- _Your goal_:
Return the count of lines in the following records that include "think", and nothing more.

━━━━━ Entries provided ━━━━━

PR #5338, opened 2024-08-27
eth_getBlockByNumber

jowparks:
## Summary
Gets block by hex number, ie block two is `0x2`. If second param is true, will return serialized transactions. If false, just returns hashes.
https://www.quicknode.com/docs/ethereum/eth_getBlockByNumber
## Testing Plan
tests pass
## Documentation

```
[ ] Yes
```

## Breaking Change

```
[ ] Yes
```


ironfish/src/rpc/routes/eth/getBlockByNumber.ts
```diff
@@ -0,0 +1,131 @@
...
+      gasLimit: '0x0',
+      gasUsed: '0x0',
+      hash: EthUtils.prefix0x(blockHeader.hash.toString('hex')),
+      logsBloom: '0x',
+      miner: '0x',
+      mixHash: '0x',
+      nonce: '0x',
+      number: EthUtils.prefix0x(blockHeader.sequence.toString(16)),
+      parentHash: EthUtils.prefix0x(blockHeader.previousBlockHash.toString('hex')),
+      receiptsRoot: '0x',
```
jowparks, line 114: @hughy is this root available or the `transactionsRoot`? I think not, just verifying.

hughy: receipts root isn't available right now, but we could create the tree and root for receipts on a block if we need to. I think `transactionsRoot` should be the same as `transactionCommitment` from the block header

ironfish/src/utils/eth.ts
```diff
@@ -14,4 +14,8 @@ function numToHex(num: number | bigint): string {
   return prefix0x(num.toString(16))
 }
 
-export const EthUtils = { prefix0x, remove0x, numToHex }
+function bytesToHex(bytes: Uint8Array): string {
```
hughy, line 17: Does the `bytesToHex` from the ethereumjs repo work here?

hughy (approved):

━━━━━
━━━━━ Entries provided ━━━━━

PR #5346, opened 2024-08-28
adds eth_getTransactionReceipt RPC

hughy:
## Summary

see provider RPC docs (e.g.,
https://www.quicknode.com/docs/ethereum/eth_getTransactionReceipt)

━━━━━

- _Result below_:
2